Work item — Only lines with the word "ChildContent" are needed; collect each of them from the listing below.

Stored data —
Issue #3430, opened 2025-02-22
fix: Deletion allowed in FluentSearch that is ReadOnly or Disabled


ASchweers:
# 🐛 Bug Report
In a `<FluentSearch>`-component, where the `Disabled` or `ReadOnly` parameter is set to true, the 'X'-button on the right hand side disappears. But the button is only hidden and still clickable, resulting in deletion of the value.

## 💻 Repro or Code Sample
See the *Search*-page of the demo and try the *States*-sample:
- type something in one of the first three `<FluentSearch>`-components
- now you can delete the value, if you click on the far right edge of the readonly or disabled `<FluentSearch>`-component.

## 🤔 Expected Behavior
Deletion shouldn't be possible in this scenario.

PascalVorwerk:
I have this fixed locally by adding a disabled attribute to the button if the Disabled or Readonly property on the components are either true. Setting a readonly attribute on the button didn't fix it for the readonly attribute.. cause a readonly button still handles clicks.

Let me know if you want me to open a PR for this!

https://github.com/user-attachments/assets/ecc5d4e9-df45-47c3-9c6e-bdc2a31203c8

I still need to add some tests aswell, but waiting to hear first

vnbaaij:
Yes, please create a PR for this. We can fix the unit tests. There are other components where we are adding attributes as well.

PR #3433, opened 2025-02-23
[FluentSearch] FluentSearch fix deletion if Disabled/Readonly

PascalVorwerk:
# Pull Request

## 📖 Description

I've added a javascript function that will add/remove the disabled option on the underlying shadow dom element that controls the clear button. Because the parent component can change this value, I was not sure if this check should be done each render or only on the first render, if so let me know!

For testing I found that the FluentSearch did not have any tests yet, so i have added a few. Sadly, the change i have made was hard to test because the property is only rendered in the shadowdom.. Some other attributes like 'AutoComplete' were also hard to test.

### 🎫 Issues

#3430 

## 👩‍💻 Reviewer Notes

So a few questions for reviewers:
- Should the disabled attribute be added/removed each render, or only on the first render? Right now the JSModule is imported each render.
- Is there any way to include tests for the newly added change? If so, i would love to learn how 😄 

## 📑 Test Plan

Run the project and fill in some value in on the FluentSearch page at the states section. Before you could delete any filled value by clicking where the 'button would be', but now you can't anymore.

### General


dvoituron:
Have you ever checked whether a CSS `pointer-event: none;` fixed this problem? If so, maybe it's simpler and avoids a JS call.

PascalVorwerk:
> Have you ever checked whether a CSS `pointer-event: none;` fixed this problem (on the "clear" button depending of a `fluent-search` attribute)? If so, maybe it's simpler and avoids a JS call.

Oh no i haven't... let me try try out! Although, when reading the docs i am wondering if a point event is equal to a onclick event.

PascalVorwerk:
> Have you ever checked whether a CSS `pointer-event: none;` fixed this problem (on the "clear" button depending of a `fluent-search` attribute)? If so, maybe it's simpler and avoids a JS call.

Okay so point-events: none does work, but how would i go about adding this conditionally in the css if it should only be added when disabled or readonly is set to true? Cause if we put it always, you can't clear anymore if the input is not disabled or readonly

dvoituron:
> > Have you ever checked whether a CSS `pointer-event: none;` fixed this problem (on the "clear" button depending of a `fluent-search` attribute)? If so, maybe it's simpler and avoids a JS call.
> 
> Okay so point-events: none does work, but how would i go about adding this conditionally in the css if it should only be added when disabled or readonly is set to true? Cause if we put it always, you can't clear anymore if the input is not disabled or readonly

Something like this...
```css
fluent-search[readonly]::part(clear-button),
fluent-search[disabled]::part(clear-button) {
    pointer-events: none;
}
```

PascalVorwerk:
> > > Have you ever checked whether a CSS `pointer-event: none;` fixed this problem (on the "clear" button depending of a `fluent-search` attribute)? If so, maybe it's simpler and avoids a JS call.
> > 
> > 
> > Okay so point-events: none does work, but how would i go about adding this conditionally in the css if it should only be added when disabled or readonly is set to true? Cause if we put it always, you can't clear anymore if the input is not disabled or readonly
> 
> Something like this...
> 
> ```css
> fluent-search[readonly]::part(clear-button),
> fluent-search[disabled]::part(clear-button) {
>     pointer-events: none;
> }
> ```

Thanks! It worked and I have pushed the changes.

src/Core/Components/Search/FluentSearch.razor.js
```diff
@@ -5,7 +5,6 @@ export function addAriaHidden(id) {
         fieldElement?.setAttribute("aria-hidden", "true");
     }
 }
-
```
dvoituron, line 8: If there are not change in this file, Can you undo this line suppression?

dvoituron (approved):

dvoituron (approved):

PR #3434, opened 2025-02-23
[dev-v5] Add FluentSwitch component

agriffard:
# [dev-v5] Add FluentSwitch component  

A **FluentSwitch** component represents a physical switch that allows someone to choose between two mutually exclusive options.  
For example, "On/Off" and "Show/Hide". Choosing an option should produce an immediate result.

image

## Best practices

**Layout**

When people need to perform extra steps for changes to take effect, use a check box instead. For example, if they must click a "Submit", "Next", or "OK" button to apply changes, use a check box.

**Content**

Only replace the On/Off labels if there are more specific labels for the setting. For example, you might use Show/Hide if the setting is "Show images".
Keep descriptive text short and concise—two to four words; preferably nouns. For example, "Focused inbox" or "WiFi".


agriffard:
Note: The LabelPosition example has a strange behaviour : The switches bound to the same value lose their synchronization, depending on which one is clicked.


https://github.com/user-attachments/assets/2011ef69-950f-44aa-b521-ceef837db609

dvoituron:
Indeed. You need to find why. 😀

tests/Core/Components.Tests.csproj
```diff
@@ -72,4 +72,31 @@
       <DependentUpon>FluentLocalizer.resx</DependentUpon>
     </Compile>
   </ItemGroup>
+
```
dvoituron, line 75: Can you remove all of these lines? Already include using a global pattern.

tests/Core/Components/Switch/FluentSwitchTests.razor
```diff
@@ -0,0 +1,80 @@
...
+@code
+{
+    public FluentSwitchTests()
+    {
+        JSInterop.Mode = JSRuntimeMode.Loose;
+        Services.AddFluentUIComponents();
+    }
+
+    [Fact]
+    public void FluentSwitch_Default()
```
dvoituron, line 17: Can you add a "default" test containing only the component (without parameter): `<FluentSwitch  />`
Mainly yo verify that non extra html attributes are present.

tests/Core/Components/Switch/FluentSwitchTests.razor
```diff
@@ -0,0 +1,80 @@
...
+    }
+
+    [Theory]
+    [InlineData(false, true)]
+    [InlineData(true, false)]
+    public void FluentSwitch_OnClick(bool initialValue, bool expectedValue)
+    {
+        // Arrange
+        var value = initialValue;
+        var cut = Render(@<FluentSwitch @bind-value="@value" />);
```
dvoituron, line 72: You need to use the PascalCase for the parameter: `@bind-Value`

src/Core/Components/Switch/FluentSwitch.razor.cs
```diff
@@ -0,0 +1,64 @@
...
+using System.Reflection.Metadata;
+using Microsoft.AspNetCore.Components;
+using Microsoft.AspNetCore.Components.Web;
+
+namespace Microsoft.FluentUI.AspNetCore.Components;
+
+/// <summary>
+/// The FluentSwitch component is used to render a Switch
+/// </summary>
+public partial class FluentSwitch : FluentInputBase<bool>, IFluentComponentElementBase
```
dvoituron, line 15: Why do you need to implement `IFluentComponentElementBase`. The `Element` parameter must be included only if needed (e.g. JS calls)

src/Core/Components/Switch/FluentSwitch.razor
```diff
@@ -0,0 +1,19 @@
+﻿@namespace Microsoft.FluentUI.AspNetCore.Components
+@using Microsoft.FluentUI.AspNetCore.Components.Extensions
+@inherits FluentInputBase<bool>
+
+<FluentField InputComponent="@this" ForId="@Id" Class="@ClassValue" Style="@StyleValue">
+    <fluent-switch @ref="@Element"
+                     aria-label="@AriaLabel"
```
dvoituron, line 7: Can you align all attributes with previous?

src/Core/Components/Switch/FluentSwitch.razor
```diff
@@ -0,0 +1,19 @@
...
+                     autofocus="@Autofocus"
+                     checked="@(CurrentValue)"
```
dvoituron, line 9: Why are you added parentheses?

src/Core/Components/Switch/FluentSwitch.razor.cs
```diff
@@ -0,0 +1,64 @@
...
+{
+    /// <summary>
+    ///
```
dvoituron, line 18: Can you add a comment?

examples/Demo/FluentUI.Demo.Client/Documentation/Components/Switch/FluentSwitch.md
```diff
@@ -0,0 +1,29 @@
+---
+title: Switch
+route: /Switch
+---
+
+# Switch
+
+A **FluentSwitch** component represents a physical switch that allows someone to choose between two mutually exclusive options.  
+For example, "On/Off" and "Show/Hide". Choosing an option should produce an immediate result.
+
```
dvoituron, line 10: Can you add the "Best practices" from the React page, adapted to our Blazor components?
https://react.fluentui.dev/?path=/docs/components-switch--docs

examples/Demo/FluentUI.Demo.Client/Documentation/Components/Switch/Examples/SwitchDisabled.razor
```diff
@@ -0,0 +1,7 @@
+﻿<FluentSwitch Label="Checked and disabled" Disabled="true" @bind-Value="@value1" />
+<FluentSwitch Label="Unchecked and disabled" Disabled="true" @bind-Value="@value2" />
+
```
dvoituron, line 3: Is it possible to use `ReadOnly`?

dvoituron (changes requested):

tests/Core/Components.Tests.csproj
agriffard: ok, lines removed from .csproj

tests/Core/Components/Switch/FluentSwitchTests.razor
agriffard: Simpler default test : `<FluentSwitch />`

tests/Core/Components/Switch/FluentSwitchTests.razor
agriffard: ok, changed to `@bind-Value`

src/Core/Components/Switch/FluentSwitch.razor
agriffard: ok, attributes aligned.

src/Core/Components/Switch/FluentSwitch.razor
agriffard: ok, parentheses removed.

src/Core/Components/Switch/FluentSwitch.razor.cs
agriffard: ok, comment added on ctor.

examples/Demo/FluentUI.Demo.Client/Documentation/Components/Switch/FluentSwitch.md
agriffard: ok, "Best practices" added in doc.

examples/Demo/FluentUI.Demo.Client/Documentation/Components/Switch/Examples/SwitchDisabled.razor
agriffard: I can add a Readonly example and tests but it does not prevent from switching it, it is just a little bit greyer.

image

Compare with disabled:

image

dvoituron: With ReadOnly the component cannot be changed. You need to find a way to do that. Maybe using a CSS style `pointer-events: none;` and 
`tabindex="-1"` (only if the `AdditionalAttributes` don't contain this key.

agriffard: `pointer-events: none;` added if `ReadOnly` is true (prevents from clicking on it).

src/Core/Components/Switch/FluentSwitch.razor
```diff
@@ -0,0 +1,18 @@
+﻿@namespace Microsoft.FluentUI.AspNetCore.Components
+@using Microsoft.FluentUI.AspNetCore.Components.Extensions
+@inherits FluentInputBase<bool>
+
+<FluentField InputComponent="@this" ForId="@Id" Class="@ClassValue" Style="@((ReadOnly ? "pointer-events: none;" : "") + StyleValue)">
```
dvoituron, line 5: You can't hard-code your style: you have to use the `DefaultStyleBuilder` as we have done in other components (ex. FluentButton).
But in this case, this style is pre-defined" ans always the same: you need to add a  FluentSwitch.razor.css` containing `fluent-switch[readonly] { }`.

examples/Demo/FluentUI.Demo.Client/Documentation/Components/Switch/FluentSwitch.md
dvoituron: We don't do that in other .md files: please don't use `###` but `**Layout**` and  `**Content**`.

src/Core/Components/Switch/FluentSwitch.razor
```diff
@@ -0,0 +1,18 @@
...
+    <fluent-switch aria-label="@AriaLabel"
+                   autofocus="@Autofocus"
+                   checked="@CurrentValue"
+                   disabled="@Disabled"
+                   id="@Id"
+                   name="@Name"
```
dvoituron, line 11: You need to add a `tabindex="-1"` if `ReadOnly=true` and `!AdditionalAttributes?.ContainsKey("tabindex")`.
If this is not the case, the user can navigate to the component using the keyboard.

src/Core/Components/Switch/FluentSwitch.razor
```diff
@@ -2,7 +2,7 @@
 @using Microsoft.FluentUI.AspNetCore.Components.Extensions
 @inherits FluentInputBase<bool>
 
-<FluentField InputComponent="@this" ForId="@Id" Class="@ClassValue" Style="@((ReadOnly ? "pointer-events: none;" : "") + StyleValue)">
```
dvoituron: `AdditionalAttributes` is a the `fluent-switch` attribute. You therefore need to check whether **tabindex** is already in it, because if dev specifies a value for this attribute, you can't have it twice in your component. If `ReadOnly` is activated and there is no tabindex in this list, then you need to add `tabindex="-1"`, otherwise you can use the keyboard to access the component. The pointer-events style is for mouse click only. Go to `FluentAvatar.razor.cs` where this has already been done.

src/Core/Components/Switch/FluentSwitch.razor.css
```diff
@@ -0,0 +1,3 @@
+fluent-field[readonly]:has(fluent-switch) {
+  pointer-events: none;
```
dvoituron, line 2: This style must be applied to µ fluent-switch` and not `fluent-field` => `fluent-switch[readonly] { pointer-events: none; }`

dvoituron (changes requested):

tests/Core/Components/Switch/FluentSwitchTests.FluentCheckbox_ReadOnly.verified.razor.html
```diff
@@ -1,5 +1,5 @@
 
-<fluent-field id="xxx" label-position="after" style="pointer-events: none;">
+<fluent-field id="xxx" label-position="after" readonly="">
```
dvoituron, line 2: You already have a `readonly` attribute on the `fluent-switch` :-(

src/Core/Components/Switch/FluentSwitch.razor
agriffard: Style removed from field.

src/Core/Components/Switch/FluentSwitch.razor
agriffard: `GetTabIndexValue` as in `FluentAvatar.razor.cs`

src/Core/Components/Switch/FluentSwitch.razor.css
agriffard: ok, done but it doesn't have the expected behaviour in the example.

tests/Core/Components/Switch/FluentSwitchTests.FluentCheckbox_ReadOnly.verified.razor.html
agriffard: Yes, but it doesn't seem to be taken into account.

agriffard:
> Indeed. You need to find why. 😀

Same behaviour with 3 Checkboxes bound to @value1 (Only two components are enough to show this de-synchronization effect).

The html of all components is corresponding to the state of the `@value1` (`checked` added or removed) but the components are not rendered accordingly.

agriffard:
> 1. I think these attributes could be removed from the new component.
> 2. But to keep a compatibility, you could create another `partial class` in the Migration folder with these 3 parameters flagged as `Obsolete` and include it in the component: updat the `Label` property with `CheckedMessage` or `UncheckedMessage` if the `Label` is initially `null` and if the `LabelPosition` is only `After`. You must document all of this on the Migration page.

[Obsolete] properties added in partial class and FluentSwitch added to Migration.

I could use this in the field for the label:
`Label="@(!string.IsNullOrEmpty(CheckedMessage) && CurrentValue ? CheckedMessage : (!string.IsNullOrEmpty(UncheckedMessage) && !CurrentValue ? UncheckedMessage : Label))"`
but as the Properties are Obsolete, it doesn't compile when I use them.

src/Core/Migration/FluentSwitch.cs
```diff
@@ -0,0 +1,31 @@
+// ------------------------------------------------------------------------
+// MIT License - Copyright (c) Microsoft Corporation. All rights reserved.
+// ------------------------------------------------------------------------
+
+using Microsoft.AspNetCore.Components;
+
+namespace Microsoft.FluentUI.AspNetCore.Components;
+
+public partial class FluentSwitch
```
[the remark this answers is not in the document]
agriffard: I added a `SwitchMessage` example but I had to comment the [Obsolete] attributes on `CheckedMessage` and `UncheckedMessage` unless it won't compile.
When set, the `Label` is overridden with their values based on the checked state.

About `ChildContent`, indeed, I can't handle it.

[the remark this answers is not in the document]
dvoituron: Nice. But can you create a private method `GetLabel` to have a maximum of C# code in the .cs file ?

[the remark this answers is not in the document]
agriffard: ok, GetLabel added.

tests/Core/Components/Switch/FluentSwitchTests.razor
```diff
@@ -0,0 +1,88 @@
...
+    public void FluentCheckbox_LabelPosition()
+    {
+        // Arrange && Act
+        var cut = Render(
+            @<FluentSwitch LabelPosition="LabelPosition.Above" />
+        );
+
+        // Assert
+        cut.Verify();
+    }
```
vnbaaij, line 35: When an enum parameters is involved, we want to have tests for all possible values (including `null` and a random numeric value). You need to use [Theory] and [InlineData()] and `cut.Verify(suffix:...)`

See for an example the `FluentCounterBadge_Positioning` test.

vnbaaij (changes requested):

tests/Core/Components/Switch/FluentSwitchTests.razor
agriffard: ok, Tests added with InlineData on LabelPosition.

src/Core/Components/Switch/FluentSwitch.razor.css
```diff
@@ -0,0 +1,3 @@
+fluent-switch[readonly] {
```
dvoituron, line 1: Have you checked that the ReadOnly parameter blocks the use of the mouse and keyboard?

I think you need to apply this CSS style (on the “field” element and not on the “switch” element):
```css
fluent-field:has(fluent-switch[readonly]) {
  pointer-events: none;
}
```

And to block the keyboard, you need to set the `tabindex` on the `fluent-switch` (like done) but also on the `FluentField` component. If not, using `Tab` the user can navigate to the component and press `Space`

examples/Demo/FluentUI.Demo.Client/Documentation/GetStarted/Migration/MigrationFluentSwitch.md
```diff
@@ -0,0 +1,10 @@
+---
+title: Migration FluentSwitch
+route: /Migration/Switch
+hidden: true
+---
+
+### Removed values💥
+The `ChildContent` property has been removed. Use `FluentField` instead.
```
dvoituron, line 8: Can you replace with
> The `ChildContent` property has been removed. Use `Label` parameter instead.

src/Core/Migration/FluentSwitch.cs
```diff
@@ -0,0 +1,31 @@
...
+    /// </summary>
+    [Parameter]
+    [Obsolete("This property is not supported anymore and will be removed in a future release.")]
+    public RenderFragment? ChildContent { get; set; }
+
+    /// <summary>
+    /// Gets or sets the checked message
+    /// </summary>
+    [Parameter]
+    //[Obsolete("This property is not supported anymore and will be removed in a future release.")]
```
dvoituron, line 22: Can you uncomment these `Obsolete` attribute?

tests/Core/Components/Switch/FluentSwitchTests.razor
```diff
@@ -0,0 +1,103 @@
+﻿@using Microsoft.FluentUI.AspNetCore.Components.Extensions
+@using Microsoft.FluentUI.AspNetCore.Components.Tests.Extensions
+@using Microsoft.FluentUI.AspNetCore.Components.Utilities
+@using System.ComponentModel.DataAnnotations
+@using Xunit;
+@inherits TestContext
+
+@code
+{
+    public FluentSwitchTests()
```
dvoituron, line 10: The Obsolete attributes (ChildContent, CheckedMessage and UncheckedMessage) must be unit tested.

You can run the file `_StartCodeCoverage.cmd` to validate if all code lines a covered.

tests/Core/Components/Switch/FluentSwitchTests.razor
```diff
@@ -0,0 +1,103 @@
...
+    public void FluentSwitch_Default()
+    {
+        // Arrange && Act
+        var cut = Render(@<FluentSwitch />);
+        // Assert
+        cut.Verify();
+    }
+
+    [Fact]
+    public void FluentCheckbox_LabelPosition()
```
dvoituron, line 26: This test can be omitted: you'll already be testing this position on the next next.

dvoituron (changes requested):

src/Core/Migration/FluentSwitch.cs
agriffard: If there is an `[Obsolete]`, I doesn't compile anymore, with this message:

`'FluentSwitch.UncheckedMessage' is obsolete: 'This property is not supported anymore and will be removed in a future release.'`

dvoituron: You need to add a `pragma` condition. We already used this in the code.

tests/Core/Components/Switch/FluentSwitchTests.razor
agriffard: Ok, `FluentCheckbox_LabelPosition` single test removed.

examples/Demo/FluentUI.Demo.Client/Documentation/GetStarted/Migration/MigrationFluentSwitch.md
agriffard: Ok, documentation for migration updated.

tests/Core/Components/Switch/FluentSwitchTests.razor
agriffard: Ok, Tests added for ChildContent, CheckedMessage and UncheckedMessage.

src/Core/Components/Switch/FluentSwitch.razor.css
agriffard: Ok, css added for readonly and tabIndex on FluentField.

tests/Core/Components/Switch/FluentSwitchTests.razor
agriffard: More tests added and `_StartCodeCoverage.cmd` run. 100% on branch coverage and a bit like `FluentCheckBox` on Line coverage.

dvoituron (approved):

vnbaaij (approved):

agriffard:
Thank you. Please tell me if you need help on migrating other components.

Your solution —
About `ChildContent`, indeed, I can't handle it.
+The `ChildContent` property has been removed. Use `FluentField` instead.
> The `ChildContent` property has been removed. Use `Label` parameter instead.
+    public RenderFragment? ChildContent { get; set; }
dvoituron, line 10: The Obsolete attributes (ChildContent, CheckedMessage and UncheckedMessage) must be unit tested.
agriffard: Ok, Tests added for ChildContent, CheckedMessage and UncheckedMessage.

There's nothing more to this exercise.